* _WHAT THE TASK ASKS_
Write out exactly what each line says, starting with the first line below and ending on the one with "### Motivation".

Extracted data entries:
⟨

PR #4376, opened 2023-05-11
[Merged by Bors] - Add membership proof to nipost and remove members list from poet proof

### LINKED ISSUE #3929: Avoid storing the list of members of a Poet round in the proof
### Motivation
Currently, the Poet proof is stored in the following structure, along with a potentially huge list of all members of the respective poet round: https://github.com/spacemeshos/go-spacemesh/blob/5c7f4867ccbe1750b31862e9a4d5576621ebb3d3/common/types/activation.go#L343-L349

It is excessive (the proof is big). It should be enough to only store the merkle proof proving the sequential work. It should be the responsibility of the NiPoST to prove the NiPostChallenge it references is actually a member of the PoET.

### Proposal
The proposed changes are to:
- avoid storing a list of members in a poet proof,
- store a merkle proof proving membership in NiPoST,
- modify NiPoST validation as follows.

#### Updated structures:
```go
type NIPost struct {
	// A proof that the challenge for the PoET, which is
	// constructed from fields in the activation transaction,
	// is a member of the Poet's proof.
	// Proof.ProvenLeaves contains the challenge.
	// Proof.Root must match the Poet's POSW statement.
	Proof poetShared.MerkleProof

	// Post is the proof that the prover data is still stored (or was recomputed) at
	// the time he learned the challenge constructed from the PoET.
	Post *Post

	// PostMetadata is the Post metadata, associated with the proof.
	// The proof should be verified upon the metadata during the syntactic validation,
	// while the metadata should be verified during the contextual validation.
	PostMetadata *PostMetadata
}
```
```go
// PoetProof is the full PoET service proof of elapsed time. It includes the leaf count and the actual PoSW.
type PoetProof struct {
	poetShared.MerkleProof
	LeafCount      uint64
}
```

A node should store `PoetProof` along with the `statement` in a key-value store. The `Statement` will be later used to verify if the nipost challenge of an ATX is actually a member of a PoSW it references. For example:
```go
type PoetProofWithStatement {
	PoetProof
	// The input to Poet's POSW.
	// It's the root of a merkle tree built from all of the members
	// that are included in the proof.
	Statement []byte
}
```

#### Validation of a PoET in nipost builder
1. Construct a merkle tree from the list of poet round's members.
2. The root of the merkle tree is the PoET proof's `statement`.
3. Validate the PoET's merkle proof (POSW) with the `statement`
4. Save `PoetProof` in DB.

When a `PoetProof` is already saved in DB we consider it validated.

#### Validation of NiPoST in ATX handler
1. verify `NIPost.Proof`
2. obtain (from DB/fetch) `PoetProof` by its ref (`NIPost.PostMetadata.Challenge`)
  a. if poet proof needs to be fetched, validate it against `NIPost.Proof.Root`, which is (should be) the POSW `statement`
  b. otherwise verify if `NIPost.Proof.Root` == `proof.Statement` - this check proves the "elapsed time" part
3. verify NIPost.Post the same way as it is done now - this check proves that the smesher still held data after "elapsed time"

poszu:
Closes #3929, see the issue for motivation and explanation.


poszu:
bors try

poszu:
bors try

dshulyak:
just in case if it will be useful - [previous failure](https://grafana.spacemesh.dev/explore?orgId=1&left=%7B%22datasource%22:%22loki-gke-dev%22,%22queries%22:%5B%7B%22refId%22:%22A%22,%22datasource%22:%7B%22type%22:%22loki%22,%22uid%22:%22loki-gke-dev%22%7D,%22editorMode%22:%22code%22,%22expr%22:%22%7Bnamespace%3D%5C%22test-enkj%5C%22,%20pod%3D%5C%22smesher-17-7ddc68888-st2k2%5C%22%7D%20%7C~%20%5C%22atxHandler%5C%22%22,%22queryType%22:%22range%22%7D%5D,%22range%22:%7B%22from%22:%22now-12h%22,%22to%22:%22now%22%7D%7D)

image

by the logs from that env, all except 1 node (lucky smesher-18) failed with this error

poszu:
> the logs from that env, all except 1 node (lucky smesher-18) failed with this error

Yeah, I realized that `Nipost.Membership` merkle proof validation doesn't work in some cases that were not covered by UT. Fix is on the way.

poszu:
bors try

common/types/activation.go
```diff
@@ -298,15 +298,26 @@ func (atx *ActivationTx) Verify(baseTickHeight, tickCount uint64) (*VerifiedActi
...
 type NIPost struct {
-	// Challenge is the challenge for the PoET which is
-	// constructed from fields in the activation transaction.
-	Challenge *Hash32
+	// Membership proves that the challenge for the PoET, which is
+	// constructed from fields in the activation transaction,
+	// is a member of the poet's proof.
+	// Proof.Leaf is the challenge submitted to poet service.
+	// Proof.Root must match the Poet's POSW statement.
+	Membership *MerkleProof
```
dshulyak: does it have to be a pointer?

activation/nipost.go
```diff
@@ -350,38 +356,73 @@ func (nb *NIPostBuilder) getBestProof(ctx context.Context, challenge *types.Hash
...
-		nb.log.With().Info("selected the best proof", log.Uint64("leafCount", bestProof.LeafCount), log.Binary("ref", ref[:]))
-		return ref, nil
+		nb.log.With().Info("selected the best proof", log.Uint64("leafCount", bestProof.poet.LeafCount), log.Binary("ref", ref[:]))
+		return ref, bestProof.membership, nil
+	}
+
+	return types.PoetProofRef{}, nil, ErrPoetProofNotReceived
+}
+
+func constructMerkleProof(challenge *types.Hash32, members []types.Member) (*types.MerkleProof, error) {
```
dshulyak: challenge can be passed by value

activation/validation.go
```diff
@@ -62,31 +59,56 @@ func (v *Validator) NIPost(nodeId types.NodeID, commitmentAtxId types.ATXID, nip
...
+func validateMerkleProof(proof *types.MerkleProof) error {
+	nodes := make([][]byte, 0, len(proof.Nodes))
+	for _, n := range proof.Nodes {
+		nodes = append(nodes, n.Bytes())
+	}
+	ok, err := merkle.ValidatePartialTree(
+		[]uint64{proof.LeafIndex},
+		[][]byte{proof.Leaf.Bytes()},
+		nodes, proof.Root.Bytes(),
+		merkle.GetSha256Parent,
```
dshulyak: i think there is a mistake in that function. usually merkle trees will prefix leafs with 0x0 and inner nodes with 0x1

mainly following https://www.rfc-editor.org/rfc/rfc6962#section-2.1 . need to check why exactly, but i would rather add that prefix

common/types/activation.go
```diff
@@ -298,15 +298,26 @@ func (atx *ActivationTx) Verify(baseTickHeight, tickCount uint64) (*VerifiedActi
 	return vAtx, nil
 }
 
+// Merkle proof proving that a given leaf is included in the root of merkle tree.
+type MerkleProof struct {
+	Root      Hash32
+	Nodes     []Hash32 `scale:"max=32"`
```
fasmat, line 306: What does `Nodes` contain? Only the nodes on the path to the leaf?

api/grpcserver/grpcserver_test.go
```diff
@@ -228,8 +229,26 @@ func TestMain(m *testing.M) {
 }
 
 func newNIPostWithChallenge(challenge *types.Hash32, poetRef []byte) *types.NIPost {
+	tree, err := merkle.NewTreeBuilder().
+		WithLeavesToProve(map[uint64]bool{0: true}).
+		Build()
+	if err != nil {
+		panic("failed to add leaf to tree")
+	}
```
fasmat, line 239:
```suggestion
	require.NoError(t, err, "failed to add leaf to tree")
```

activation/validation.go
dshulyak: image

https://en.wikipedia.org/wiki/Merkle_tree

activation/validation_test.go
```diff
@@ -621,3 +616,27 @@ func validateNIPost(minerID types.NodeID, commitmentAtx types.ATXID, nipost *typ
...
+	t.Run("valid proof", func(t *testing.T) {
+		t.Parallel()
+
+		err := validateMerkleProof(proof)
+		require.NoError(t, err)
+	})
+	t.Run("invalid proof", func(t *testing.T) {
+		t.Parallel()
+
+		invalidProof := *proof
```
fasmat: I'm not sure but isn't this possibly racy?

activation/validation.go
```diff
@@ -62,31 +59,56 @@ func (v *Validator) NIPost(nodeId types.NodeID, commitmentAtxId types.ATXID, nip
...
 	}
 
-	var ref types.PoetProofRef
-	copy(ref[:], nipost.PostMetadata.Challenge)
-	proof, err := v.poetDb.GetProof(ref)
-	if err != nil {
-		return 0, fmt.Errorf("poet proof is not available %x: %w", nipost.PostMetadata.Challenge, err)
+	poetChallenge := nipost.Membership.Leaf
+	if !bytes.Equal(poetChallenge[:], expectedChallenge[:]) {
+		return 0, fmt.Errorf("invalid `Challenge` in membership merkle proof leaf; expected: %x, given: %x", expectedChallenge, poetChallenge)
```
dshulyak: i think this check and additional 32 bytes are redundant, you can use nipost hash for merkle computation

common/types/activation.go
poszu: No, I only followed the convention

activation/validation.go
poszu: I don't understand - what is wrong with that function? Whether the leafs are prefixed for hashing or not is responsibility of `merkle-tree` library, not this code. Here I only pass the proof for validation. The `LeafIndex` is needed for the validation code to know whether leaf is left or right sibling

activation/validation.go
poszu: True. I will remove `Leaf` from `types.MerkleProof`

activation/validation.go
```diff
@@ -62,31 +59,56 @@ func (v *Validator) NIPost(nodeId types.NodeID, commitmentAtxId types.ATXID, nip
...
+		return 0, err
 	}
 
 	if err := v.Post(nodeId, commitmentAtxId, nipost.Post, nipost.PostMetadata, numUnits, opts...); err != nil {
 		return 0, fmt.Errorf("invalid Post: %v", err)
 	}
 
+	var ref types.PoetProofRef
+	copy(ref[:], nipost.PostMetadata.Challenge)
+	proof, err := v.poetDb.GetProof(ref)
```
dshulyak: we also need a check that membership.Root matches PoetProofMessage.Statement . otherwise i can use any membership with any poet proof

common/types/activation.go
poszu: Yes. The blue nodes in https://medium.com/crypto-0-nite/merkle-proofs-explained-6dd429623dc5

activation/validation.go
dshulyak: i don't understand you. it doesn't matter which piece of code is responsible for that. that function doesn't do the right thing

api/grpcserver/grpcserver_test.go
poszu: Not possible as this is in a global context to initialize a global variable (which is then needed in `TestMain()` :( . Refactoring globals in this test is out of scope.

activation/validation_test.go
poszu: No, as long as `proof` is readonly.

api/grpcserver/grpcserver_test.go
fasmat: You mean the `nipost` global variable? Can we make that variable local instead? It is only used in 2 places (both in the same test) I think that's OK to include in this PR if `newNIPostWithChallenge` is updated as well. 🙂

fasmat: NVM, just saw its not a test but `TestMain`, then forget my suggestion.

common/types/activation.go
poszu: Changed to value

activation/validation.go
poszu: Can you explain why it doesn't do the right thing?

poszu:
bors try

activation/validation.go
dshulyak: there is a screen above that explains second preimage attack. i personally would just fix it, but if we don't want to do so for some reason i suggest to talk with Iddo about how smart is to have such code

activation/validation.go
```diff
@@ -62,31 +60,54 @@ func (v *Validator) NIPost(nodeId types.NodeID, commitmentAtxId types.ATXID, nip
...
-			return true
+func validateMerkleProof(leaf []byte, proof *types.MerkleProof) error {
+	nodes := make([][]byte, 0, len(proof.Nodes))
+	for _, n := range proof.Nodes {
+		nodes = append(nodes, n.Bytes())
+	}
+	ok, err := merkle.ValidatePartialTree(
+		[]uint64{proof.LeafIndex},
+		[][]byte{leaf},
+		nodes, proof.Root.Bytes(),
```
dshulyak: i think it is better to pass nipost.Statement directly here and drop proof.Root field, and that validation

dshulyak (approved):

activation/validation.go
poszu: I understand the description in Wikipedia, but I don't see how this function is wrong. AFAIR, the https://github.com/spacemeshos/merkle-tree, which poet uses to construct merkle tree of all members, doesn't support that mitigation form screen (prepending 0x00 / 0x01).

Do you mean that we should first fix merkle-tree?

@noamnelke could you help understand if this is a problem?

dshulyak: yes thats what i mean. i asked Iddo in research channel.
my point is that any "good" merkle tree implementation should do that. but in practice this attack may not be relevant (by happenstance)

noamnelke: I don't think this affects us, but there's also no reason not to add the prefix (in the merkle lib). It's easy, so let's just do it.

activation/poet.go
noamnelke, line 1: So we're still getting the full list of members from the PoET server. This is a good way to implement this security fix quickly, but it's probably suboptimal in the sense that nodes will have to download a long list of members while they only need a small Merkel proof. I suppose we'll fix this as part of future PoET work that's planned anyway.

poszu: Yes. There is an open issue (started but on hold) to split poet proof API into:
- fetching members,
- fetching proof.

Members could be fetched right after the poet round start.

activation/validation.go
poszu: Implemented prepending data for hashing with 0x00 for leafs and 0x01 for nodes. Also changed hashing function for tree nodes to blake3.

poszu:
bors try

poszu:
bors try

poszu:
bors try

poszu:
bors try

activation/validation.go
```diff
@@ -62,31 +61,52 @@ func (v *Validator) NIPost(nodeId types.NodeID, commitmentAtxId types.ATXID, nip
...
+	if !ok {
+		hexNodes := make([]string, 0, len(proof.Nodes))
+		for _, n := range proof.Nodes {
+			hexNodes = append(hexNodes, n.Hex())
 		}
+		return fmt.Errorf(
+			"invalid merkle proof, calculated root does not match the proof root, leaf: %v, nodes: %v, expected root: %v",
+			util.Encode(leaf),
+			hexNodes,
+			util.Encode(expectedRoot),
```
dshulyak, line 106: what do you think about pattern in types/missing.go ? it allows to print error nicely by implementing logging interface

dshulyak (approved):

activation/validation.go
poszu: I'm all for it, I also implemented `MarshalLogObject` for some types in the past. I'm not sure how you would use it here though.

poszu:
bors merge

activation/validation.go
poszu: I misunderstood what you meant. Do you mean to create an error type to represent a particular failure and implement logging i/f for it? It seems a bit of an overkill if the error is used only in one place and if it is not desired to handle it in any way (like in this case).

⟩

* _WRITTEN SOLUTION_
PR #4376, opened 2023-05-11
[Merged by Bors] - Add membership proof to nipost and remove members list from poet proof

### LINKED ISSUE #3929: Avoid storing the list of members of a Poet round in the proof
### Motivation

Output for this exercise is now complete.